The Goal:
I'm trying to create a ListBox bound to an ObservableCollection that features a CheckBox for each item, but only allows one item to be checked at a time.
The Problem:
I'm very close to having this working. The issue that I have is an infinite loop between the CheckBox control itself and the MainWindow code behind that I'm not sure how to resolve.
The XAML:
<ListBox ItemsSource="{Binding Path=p_fighterList}">
<ListBox.ItemTemplate>
<DataTemplate>
<WrapPanel>
<CheckBox IsChecked="{Binding Path=p_selected, Mode=TwoWay, UpdateSourceTrigger=PropertyChanged}"
Checked="NewFighterSelected" />
<TextBlock Text="{Binding Path=p_name}" />
</WrapPanel>
</DataTemplate>
</ListBox.ItemTemplate>
</ListBox>
The C#:
public partial class MainWindow : Window
{
Controller controller = new Controller();
public MainWindow()
{
InitializeComponent();
DataContext = controller;
}
private void NewFighterSelected(object sender, RoutedEventArgs args)
{
controller.DeselectAll();
if (sender.GetType() == typeof(CheckBox))
{
CheckBox checkBox = (CheckBox)sender;
checkBox.IsChecked = true;
}
}
}
public class Fighter : INotifyPropertyChanged
{
public event PropertyChangedEventHandler?

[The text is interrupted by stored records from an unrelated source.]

PR #6449, opened 2022-03-28
Version rollout

yairm210:


SomeTroglodyte:
On my side this is failing tests - both `noTwoPlaceholdersAreTheSame` where it looks the test is claiming bullshit as well as allTranslationsHaveCorrectPlaceholders where it seems somehow the "save removed entries" feature lost the parameter names - in my testing they were preserved... I'll need to investigate.

yairm210:
With all due respect if the 'save old lines' is preventing rollout I'm going to remove that :)

SomeTroglodyte:
Very old idea and I included it only because it turned out to be so _easy_ thanks to lines beginning with '#' but containing '=' already being part of Translations, not being thrown out. A writer run would throw them out because no template... That made the feature cheap.

Still, I am not convinced it is at fault per se. I tested repeatedly and those lines stayed identical, not tripping tests... Was I lucky only to "deprecate" parameter-less lines in testing??? I would investigate as soon as Studio is free to switch branches.

SomeTroglodyte:
Yes I was unlucky to have only parameter-less removals in testing. Fix is trivial, use `entry` instead of key. Question is - what to do about the removals I already bungled with those []?
a) Revert all language files to just before the TranslationFileWriter run, merge the fix, rerun TranslationFileWriter
b) Manual removal of the offending lines
c) Patch test to ignore comments

I'll prepare a PR doing the fix _and_ (c)

PR #6438, opened 2022-03-26
Some translation and translation requirement fixes

SomeTroglodyte:
Requires #6433 and #6435 (because I was lazy testing)
Closes #6131

Open question see [this comment on 6131](https://github.com/yairm210/Unciv/issues/6131#issuecomment-1079693634)

PR #6450, opened 2022-03-28
Update German translation

Mape6:


SomeTroglodyte:
Would be better to wait for #6451 or even #6438

PR #6451, opened 2022-03-28
Patch TranslationFileWriter preserve removed feature

SomeTroglodyte:
As promised in [#6449](https://github.com/yairm210/Unciv/pull/6449#issuecomment-1080964570)

Re-adding the param names in the now truncated removals should be trivial, I've probably got them from testing this, but am not sure I took the correct master state to generate them.. Now which commit exactly has all new translations but not the writer run?...


SomeTroglodyte:
This second commit is the broken translations lines fixed. I originally used 4.0.1 for testing, wrong, pulled [7abb982657](https://github.com/yairm210/Unciv/tree/7abb9826573745f71e3cf73b2c1ecc23a6e346b3) for basing this on instead.

yairm210:
Sorry, I really don't agree with the concept. It's not actually helpful to translators (going back and forth takes more time than thinking of a retranslation), and it clogs up the file endlessly. People will need to dedicate time to clean this up, and future translators won't want to touch it because "it was here so it might be important IDK".

SomeTroglodyte:
Merging this and _then_ reverting that component might have been easier. A revert is just a few line deletions, and the writer will clean up automatically next run. I for one have missed such an option in the past and have then used git blame instead, which is much more of a hassle. But I hear ya - and accept pro/con may end up at well below 50:50.

PR #6453, opened 2022-03-29
Fixed the official wiki

HaneulCheong:
-   [x] Fix broken links
-   [x] Fix the tables in [Civilization-related-JSON-files.md](https://github.com/yairm210/Unciv/blob/5ab44dd945af96a46e97e5a48e2ecec3f691c597/docs/Other/Civilization-related-JSON-files.md)
-   [x] Remove all redundant "table of contents" bulleted lists
-   [x] Make the image in [Regions.md](https://github.com/yairm210/Unciv/blob/5ab44dd945af96a46e97e5a48e2ecec3f691c597/docs/Other/Regions.md) properly be displayed
-   [x] Fix lists with invalid indentation
    -   It seems Python Markdown (the underlying engine behind MkDocs) is very strict when it comes to indentation of list items. I had no choice but to standardized all of them with the following format:
    ```markdown
    -   Item A
    -   Item B
        -   Item B.A
        -   Item B.B
    ```
-   Fix headings
    -   [x] Add a title to every document as level-1 heading
    -   [x] Chapters should start with a level-2 heading
-   [x] Fix footnotes with invalid syntax


HaneulCheong:
Context:

The absolute state of the wiki

SomeTroglodyte:
Looks well researched and executed!

... makes me think - around "Create a Github account, if you don't already have one" - you can easily clone the original without forking or compile without cloning and thus without account... But no sense mentioning that there, is there? The described way is best practice if you want to push and PR from your local code... And not even that as really "best" would mean teaching people how to set up the `git@github.com:/you/Unciv.git` instead of `https://github.com/you/Unciv.git` way.

HaneulCheong:
I remember having a really bad time typing stuff into Git Bash and realizing I just reverted hours of my work myself when I was learning Git. Perhaps we could include a link or two leading to guides on how to use Git and GitHub?

HaneulCheong:
I'll keep testing the wiki in my local mkdocs server to find more "bugs" hidden here and there, but for now I think this PR is ready for review and merge. Also, I left `uniques.md` unchanged since that seems to be auto-generated.

SomeTroglodyte:
> guides on how to use

Not quite on topic, but in case you haven't found that before: I kept notes while getting set up, with some learning experience actually documented well enough _for myself_ that I lost no time when I had to start from scratch. Very specialized stuff in parts. Look for the "Scratchpad" repo on my profile. Anything in there is property of the unciv team, so you can take and reuse any parts if you want. Haven't maintained that in ages, though.

HaneulCheong:
I'll check it out; Thanks.

yairm210 (approved):

xlenstra (approved):
I haven't looked through all 1500-3000 changed lines, but what I did look at looked good

HaneulCheong:
What.

xlenstra:
This should update the old wiki to also include the new changes, but for some reason it didn't work. Maybe cause the normal checks where still running? It probably doesn't matter anyways now that we have the new wiki and that is already seemingly updated

SomeTroglodyte:
Well, we can go into actions and look up a little more detail.
```
Running `rsync`.
rsync: change_dir "/home/runner/work/Unciv/Unciv//CodeRepo/docs/wiki" failed: No such file or directory (2)
sending incremental file list

sent 20 bytes  received 12 bytes  64.00 bytes/sec
rsync error: some files/attrs were not transferred (see previous errors) (code 23) at main.c(1207) [sender=3.1.3]
total size is 0  speedup is 0.00
Error: Process completed with exit code 23.
```
... looks like maybe some environment variable did not get set properly?

PR #6460, opened 2022-03-29
Tabbed pager architecture update

SomeTroglodyte:
Original Reason: Can't currently merge forward that Map Editor, as my decrepit brain had forgotten that code needed a better TabbedPager and included a better approach than I did later for the EmpireOverview pages - same usecase and I still forgot. This reworks the widget closer to the approach MapEditor uses. Some code gets much simpler, two places need an extra private class not needed before, still a good balance imho.

Tangible improvements:
- OptionPopup mod checker tab now only scrolls the mod list, and the tab is hidden with no mods as it was before the G&K/Vanilla split.
- Keyboard Left/Right works just as in Civilopedia (now making that one use the same widget is for another day) - options and overview, though it has a funny effect on the options when called from world - of course - map panning is independent and stays active. Cute, so I left it. Wouldn't be surprised others may find that offensive.
- Server IP box big enough for an actual live IPv4 address - by filling the space used above which by lucky chance fits nicely - at least in certain languages. Getting TextBox to actually play nice and report a content-dependent pref/minWidth was too frustrating, it stubbornly stays at 150f.


SomeTroglodyte:
OK, fixing what's wrong with the merged version is not scope of this PR. It begins with object SimpleHttp belonging in com.unciv.logic.multiplayer, NOT in com.unciv.ui.worldscreen.mainmenu.OptionsPopup, then unsanitized user input being passed to the non-forgiving URL constructor instead of a more forgiving parser,... I'll stash and roll back what I did to it and limit this branch to what it was meant to do.

PR #6463, opened 2022-03-30
Typed denmarks unique and generalized it

xlenstra:


yairm210 (approved):

SomeTroglodyte:
Looks good... If I were to actually _search_ for excuses to nitpick...:
` ?: 100f` - why not do that when setting the var, make it non-nullable and init with 100f?
Don't see the compatibility code to keep `DisembarkCostDeprecated` working for a while. I could be blind of course.

xlenstra:
> Looks good... If I were to actually _search_ for excuses to nitpick...: ` ?: 100f` - why not do that when setting the var, make it non-nullable and init with 100f? 

I'd say that performance-wise this is negligible (don't have the data to back that up). Additionally, the `100f` is arguably a magic number, and by keeping it in the function we at least keep that magic number inside the function, where it is used any time we want to remove all movement points.

> Don't see the compatibility code to keep `DisembarkCostDeprecated` working for a while. I could be blind of course.

Whoops, missed that, I'll add it right away

SomeTroglodyte:
Hmmm... The 100f might be too low for mad mods... :cold_face:

xlenstra:
Tbh, if anybody makes a unit with 103 movement points, imo, they deserve to skip past zoc and (dis)embarking, just as how fast they are going. So I'd see it as a feature, actually 🙃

PropertyChanged;
private string name = "";
public string p_name
{
get { return name; }
set { name = value; }
}
private bool selected = false;
public bool p_selected
{
get { return selected; }
set
{
selected = value;
RaisePropertyChanged("p_selected");
}
}
public Fighter(string newName)
{
p_name = newName;
p_selected = false;
}
public void RaisePropertyChanged(string property)
{
if (PropertyChanged != null)
{
PropertyChanged(this, new PropertyChangedEventArgs(property));
}
}
}
internal class Controller
{
private ObservableCollection<Fighter> fighterList = new ObservableCollection<Fighter>();
public ObservableCollection<Fighter> p_fighterList
{
get { return fighterList; }
set { fighterList = value; }
}
public Controller()
{
p_fighterList.Add(new Fighter("Scorpion"));
p_fighterList.Add(new Fighter("Sub Zero"));
p_fighterList.Add(new Fighter("Liu Kang"));
}
public void DeselectAll()
{
foreach (Fighter fighter in p_fighterList)
{
fighter.p_selected = false;
}
}
}
The bindings work great. When the user selects a second box, though, I want to deselect the first box. I don't see an easy way of being able to tell which box is the newly-checked one and which was the original check.
ATTEMPT 1 (shown above):
My first idea was to deselect all the boxes and then recheck the one box the user had just checked. The DeselectAll() method works perfectly. Checking one of the boxes from inside that event handler, however, causes the Checked event to refire, which recalls NewFighterSelected(), and so on.
ATTEMPT 2:
I tried keeping track of the index of the currently selected fighter in the controller. I thought I could deselect all the check boxes and reselect the newly-checked one from the controller by setting p_selected to true, and that it wouldn't trigger the event in the UI, but I was wrong. Same result.
ATTEMPT 3:
I thought I could set a OneTime binding on the checkbox so it wouldn't refire the event. Then I could manually recreate the binding in code. I changed the binding on the CheckBox to Mode=OneTime in the XAML and changed the event handler to this:
private void NewFighterSelected(object sender, RoutedEventArgs args)
{
controller.DeselectAll();
if (sender.GetType() == typeof(CheckBox))
{
CheckBox checkBox = (CheckBox)sender;
checkBox.IsChecked = true;
Binding binding = new Binding();
binding.Source = controller;
binding.Path = new PropertyPath("p_selected");
binding.Mode = BindingMode.OneTime;
binding.UpdateSourceTrigger = UpdateSourceTrigger.PropertyChanged;
BindingOperations.SetBinding(checkBox, CheckBox.IsCheckedProperty, binding);
}
}
The result of the above attempt was that the CheckBox was never rechecked after the DeselectAll(). I believe the reason for this is because the binding was removed, causing the view to not be updated. I think what I need is for the OneTime binding to be on the Checked property and not the IsChecked. However, I'm not sure how to set that up since I've already bound that control to a different data context.
IN CONCLUSION:
Ideally, I only want the Checked event to fire if the user themselves checks the box from the UI (and not if I do it from the code side). Is that possible? I'm open to other ideas as well. Is there another, better way to avoid the loop and subsequent stack overflow?
This was much easier than I made it out to be.
Instead of firing the event on Checked, we can use Click. The click event only fires on actual user input and not on code changes. It also works with keyboard input (navigating to the box with tab and checking with the space bar).
The one caveat is that we now have to check if the user checked or unchecked the box with that click, but it's only one extra line of code.